无数疑问涌上心头,但都比不上此刻心中那充盈的、几乎要溢出来的激动与感恩。
林执事她早就知道吗,所以才会说换个角度,才会让他观察那些自然景象,是在暗示他跳出《引气诀》的框架,去体悟某种更本质的韵律?

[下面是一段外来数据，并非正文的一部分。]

PR #91, opened 2021-04-26
RM-7768 Walk through the whole interface hierarchy when searching for service methods in a type

a-ctor:


Remotion/Web/Core/Services/WebServiceFactory.cs
```diff
@@ -98,11 +100,31 @@ private Type GetAndCheckCompiledType<T> (string virtualPath)
...
+      var visitedTypes = new HashSet<Type>();
+      var typesToVisit = new Queue<Type>();
+      typesToVisit.Enqueue (type);
+
+      var serviceMethods = new List<Tuple<string, IReadOnlyCollection<string>>>();
+
+      while (typesToVisit.Count > 0)
+      {
+        var nextType = typesToVisit.Dequeue();
+        if (!visitedTypes.Add (nextType))
```
MichaelKetting, line 112: from a typical-code perspective, this would usually be written with an inverted condition. that way, there's both no `not` and no `continue` *) in the code. I know that it would remove the "it's an guard condition", but this might not be relvant when the rest of the loop code becomes simpler to read. 

*) we try to avoid break and contiune in loops so long as the result code isn't unreadable because we don't have to think about the exit condition while reading the loop.

=> so I'd like to see how the other version looks like before going with continue.

Remotion/Web/UnitTests/Core/Services/WebServiceFactoryTests/CreateScriptService.cs
```diff
@@ -42,14 +42,22 @@ private interface IValidScriptService
       void MethodWithParameters (int param1, bool param2);
     }
 
+    private interface IValidInheritedScriptService : IValidScriptService
+    {
```
MichaelKetting, line 46: I know that from a whitebox approach, this is probably sufficient. I think a version with methods and one without methods would still be helpful to provide sufficient coverage in the event of...odd changes to the code.

Remotion/Web/UnitTests/Core/Services/WebServiceFactoryTests/CreateScriptService.cs
```diff
@@ -133,5 +141,26 @@ public void Test_VirtualPathCannotBeCompiled ()
           () => _webServiceFactory.CreateWebService<IInvalidInterface> ("~/VirtualServicePath"),
           Throws.InvalidOperationException.And.Message.EqualTo ("Web service '~/VirtualServicePath' could not be compiled."));
     }
+
+    [Test]
+    public void Test_InterfaceWithParent ()
```
MichaelKetting, line 146: Naming convention:
Test_DerivedInterfaceWithMethodsOnBaseType

Extra tests:
Test_DerivedInterfaceWithMethodsOnBaseTypeAndDerivedType
Test_DerivedInterfaceWithMethodsOnMultipleBaseTypes

MichaelKetting (changes requested):

Remotion/Web/Core/Services/WebServiceFactory.cs
```diff
@@ -98,11 +100,31 @@ private Type GetAndCheckCompiledType<T> (string virtualPath)
...
+      var visitedTypes = new HashSet<Type>();
+      var typesToVisit = new Queue<Type>();
+      typesToVisit.Enqueue (type);
+
+      var serviceMethods = new List<Tuple<string, IReadOnlyCollection<string>>>();
+
+      while (typesToVisit.Count > 0)
+      {
+        var nextType = typesToVisit.Dequeue();
+        if (visitedTypes.Add (nextType))
```
MichaelKetting, line 112: yeah, I think it looks easier to follow now.

Remotion/Web/UnitTests/Core/Services/WebServiceFactoryTests/CreateScriptService.cs
```diff
@@ -42,14 +42,45 @@ private interface IValidScriptService
...
+    private interface IInvalidInheritedScriptServiceWithMethodsOnBase : IInvalidScriptServiceWithMissingScriptMethodAttribute
+    {
+    }
+
+    private interface IInvalidInheritedScriptServiceWithMethodsOnBaseAndDerived : IInvalidScriptServiceWithMissingScriptMethodAttribute
+    {
+      void InheritedScriptMethodWithoutScriptMethodAttribute ();
+    }
+
+    private interface IInvalidInheritedScriptServiceWithMethodsOnMultipleBases : IInvalidInheritedScriptServiceWithMethodsOnBase
```
MichaelKetting, line 72: Oh, okay, we've got a mis-communication here: I meant multiple-interitance, not a nested hierarchy.

MichaelKetting (changes requested):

沈溯缓缓躺下,睁大眼睛望着漆黑的屋顶,嘴角却抑制不住地向上弯起。
体内那缕新生的暖流,如同最珍贵的火种,在他冰冷的躯壳里静静燃烧,带来前所未有的安心与希望。
窗外,夜色深沉,万籁俱寂。
正屋里,那点如豆的灯光,不知何时已经熄灭。
林晚并未入睡。她披着外袍,静静站在窗前,目光仿佛穿透了墙壁,落在隔壁柴房的方向。
她的指尖,无意识地在冰冷的窗棂上,极其缓慢地,划过一个极其古老、繁复的巫纹符号。
夜色掩去了她眼中那一闪而逝的幽光,她轻轻放下手,转身,没入房间更深的黑暗之中。
柴房里,少年带着初窥门径的激动与疲惫,沉沉睡去,嘴角犹自带着一丝纯净的笑意。